This edition of the NETCO Beach Newsletter focuses on the types and uses of sand drift fencing. Be sure to take a look at Beach Notes for interesting news items.  We hope you find our newsletter enjoyable and informative and, as always, we appreciate your feedback.

 

Sand Drift Fencing-Types and Purposes

Sand drift fencing can take many forms and shapes.  It can also be made from several different

materials.  But in the end, sand drift fencing is primarily about accreting windblown sand to augment dune reconstruction and/or to increase vertical beach elevation or horizontal width of a dune.  Additional uses of sand drift fencing include the reduction of  wave and surf energy during the up-rush and back-rush of storm surf, and as a means to protect soft erosion control structures such as coir envelopes, geotubes, and other non-rock and concrete structures from damage due to storm surf carried debris.

 

The simplest and least costly type of sand drift fencing is wood and wire snow fence.  Installed in a zig zag pattern on the back side of a wide beach, wood and wire snow fence (right) is an excellent and low cost means to catch and hold sand on a coastal dune or coastal bank toe.  The photos of the fence at Charlestown Beach, RI are an example of the proper application of wood and wire snow fence.  Note that the only time wave and surf will reach this fence installation will be during a very large and intense storm, such as Hurricane Sandy (October 2012) or the nor'easter Nemo (March 2013).

 

Fortunately, before either of these storms hit, the drift fence on Charlestown Beach helped to grow the existing dune by approximately 12 -15 feet in width.  This drift fence accreted sand, with the accreted sand acting as the sacrificial sand to protect the existing dune (left).   As a result, neither Sandy nor Nemo breached the existing dune and the natural resources and the homes behind the dune, were not damaged by either storm. (The property owners were wise and quickly replaced the fence as soon as the storms passed.
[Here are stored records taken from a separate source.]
PR #402, opened 2023-03-20
[UA-7587] React dependency bug

fvanham-coveo:
A dependency that should've been included in `react-native.es.js` **was not** (`react-native-get-random-values`), which is a polyfill for the browser's crypto.getRandomValues() which we're pulling through the common uuid dependency. See [here](https://github.com/uuidjs/uuid#react-native--expo) for more info.

Simultaneously, a dependency that should not have been there **was** included in `react-native.es.js`, namely `cross-fetch`. This happened because (the mistakenly added) `only` specification in rollup, part of deprecated `rollup-plugin-node-resolve`. The replacement library `@rollup/plugin-node-resolve` does not have this option, but it's silently ignored. In this PR, it's replaced by an `external` declaration. A new (external) dependency on `react-native` has been added since it's a dependency of the polyfill and assumed to be there.

Ultimately, we should have a react native test for the react-native integration to avoid these issues popping up in the future. It was non-trivial to add due to the large amounts of plugins and configs needed to run react native and node/ts side-by-side in jest. I diffed the generated file with the older known-good versions to verify the only additions are uuid and logic related.

### DIFF
--- a/rollup.config.js
+++ b/rollup.config.js
@@ -56,7 +56,7 @@ const browserUMD = {
     ],
     plugins: [
         browserFetch(),
-        nodeResolve({preferBuiltins: true, only: ['uuid']}),
+        nodeResolve({preferBuiltins: true, browser: true}),
         versionReplace(),
         tsPlugin(),
         process.env.SERVE
@@ -79,7 +79,7 @@ const nodeCJS = {
         format: 'cjs',
     },
     plugins: [
-        nodeResolve({mainFields: ['main'], preferBuiltins: true, only: ['uuid']}),
+        nodeResolve({mainFields: ['main'], preferBuiltins: true}),
         versionReplace(),
         commonjs(),
         tsPlugin(),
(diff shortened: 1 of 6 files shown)


aperron-coveo (approved):

lbourdages (approved):
image

rollup.config.js
```diff
@@ -105,13 +105,14 @@ const browserESM = {
 };
 
 const libRN = {
+    external: ['react-native', 'cross-fetch'],
```
samisayegh, line 108: What does the `react-native` entry do? I didn't spot an import on a dependency with that name so wasn't sure, hmm.

For `cross-fetch`, the dependency ships with polyfills for react-native (under `node_modules/cross-fetch/dist/react-native-ponyfill.js`). Wondering if we configure rollup to resolve and bundle that file?

samisayegh (approved):

rollup.config.js
fvanham-coveo: The react native entry is there because the UUID library needs a random generator, and it tries to [polyfill via the native functions](https://github.com/LinusU/react-native-get-random-values/blob/master/index.js) first. I think it's safe to say we can assume this library to be available externally.

Historically, coveo.analytics.js react native library has never had a fetch implementation bundled and we've had no complaints, so I'm not sure we should add it.

rphilippen (approved):

PR #795, opened 2022-09-08
Fix `init` for NEAR contracts

karim-en:
* Make init methods private 
* Use `mainnet` feature flag to validate init data


sept-en (changes requested):
@karim-en please fix relayer's test after the changes.

sept-en (approved):

PR #837, opened 2022-10-08
Eth2-to-Near-relay: fix `LightClientUpdate` for new period

olga24912:
We should submit the light client update once in a few epoch to the Eth2 Light Client on Near. 

First, for fetching Light Client Update from Eth2 we used the following API: "eth/v1/beacon/light_client/updates", which fetched the best Light Client Update for specified period. But we faced the problem: the finality block in such Light Client Update did not updated such often as we wanted to. Some time "best" Light Client Update could stay the same for the whole period. 

So we start to use API:  "eth/v1/beacon/light_client/finality_update/", which returns the LightClientUpdate with the last finality block. Unfortunatly such LightClientUpdate does not contain the next sync committee.

Luckily, the next sync committee changing only once per period. So, for fixed this problem we start use the Light Client Update from "eth/v1/beacon/light_client/finality_update/" and manuly included the next_sync_committee from "eth/v1/beacon/light_client/updates". 

However this solution was incorrect. We included not only next_sync_committee, but also the proof of inclusion the next_sync_committee to the finality beacon state. And if we have the another finalized block in the LightClientUpdate we can't just reuse this proof. The test "test_finality_light_client_update_correctness" will fail for the old realization during the checking of the proof for next_sync_committee. 

The correct solution is using "eth/v1/beacon/light_client/finality_update/" for the most of time and using "eth/v1/beacon/light_client/updates" in the beging of new period when we need next_sync_committee. This Light Client Update will be up to date in the begging of the new period.

### DIFF
--- a/eth2near/eth2near-block-relay-rs/src/eth2near_relay.rs
+++ b/eth2near/eth2near-block-relay-rs/src/eth2near_relay.rs
@@ -1,4 +1,3 @@
-use std::cmp;
 use crate::beacon_rpc_client::BeaconRPCClient;
 use crate::config::Config;
 use crate::eth1_rpc_client::Eth1RPCClient;
@@ -19,6 +18,7 @@ use eth_types::eth2::LightClientUpdate;
 use eth_types::BlockHeader;
 use log::{debug, info, trace, warn};
 use near_primitives::views::FinalExecutionStatus;
+use std::cmp;
 use std::cmp::{max, min};
 use std::error::Error;
 use std::thread;
@@ -466,7 +466,8 @@ impl Eth2NearRelay {
         last_finalized_slot_on_eth: u64,
     ) -> bool {
         if (last_submitted_slot as i64) - (last_finalized_slot_on_near as i64)
-            < (ONE_EPOCH_IN_SLOTS * self.interval_between_light_client_updates_submission_in_epochs) as i64
+            < (ONE_EPOCH_IN_SLOTS * self.interval_between_light_client_updates_submission_in_epochs)
+                as i64
         {
             info!(target: "relay", "Light client update were send less then {} epochs ago. Skipping sending light client update", self.interval_between_light_client_updates_submission_in_epochs);
             return false;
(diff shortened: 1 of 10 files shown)


eth2near/eth2near-block-relay-rs/src/eth2near_relay.rs
```diff
@@ -839,6 +840,41 @@ mod tests {
         assert_eq!(finalized_slot, finalized_slot_1);
     }
 
+    #[test]
+    fn test_finality_light_client_update_correctness() {
+        const TREE_FINALITY_DEPTH: usize = 6;
+        const  TREE_FINALITY_INDEX: usize = 41;
```
karim-en, line 846:
```suggestion
        const TREE_FINALITY_INDEX: usize = 41;
```

karim-en: Also, it will be good to move all Ethereum constants to one module including this one 
https://github.com/aurora-is-near/rainbow-bridge/blob/master/eth2near/eth2near-block-relay-rs/src/init_contract.rs#L13

karim-en (changes requested):

eth2near/eth2near-block-relay-rs/src/eth2near_relay.rs
sept-en: @karim-en should be fixed in the scope of a separate PR.

eth2near/eth2near-block-relay-rs/src/eth2near_relay.rs
```diff
@@ -839,6 +840,41 @@ mod tests {
...
+        ));
+
+        let branch = light_client_update.sync_committee_update.as_ref().unwrap().next_sync_committee_branch.iter().map(|h| h.0).collect::<Vec<ethereum_types::H256>>();
+        assert!(merkle_proof::verify_merkle_proof(
+            light_client_update.sync_committee_update.as_ref().unwrap().next_sync_committee.tree_hash_root(),
+            branch.as_slice(),
+            TREE_NEXT_SYNC_COMMITTEE_DEPTH,
+            TREE_NEXT_SYNC_COMMITTEE_INDEX,
+            light_client_update.finality_update.header_update.beacon_header.state_root.0
+        ));
```
sept-en, line 875: Please add messages to `assert` statements. This way, it's better for debugging and also improves readability.

sept-en (changes requested):

eth2near/eth2near-block-relay-rs/src/eth2near_relay.rs
olga24912: fixed: https://github.com/aurora-is-near/rainbow-bridge/pull/837/commits/8cc5447c45673c2c6d0a6094172103918482262a

sept-en (approved):

karim-en (approved):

The drift fencing is again working to accumulate sand.)

 

Another type of snow fence is the heavy duty sand drift fence as shown below by the drift fence installation on Cape Cod and Nantucket.  This installation consists of 8 inch diameter posts and 2 x 4 or 3 x 6 inch rails and 2 x 2 or 4 x 4 inch slats.   The open area is roughly 50% of the total space covered by the panel.   The materials of construction can be pressure treated, green oak, or plastic lumber.  The hardware is galvanized and no nails of any type are used.

 

The heavy duty construction is for applications where it is anticipated that both normal and storm surf and waves will reach the fence on a frequent basis.  As an additional reinforcement, 4 x 4 inch posts were installed at the mid span of each 10 foot panel.  This particular drift fence was installed three years ago and has had only minimal repairs even though it has experienced multiple nor'easter storms, including Sandy and Nemo.  The fence has worked well to accumulate sand and to knock down wave and surf that reach it.   Notice in the photo on the left that the sand behind the fence has been maintained at a higher elevation than the beach face seaward of the fence.

 

Sandrift fence -plastic lumber

Two recent materials that are now being used in sand drift fencing are green oak and plastic lumber.  These materials offer several advantages over standard pressure treated lumber panels.  The plastic lumber is very durable, offers greater strength and flexibility, and can be fabricated in various colors.  Green oak lumber is just that, oak lumber that is not kiln dried.   The green oak is 100% FSC natural material with no chemical treatment of any type it is a "natural" material for a natural environmental application.  While the cost of plastic lumber is greater than natural lumber, green oak is only slightly more expensive than pressure treated.  If you are considering installing a sand drift fence, we recommend green oak or plastic lumber over pressure treated material.

 

 

 

 

Beach Notes

We're teaming with the Nature Conservancy

NETCO is pleased to announce that it will be working with the Providence office of The Nature Conservancy on an erosion control research project in Rhode Island.  The project is the "Narrow River Saltmarsh Erosion Control Project."  The goal of the project is to evaluate the use of low cost, biodegradable materials in reducing erosion and enhancing saltmarsh and shellfish habitat.  The work will involve among other items the use of coir logs, coir fiber mats, and shell bags.  Also participating is the Charlestown, RI office of the U.S. Fish and Wildlife Service.    

 

A Wetlands Mitigation Bank  

The law firm of Kramer Levin Naftalis and Frankel LLP reports that the NYC Economic Development Corp. (EDC), working with the U.S. Army Corps of Engineers and the NY State Dept. of Environmental Conservation, has begun efforts to establish a wetlands mitigation bank.  Public agencies or private property owners pursuing development projects impacting wetlands in the bank service area would be able to purchase compensatory mitigation credits that would be used to create a tidal emergent marsh, mudflat and open water ecosystem at the bank site.

 

Thinking of warm weather, far away places . . . and of course coastal erosion

PreventionWeb, a project of the UN Office for Disaster Risk Reduction, reports that Indonesia plans a nature based approach to restoring its coast line on the islands of Java and Bali.  The Indonesian Ministry of Marine Affairs and Fisheries will be working with Wetlands International, and the Dutch research organization, Deltres, to tackle the erosion problems of the Indonesian coasts.    Anyone interested in going to Bali to monitor the work- other than the entire NETCO staff?

 

Beach restoration in Westerly, RI: It's not only about the beach!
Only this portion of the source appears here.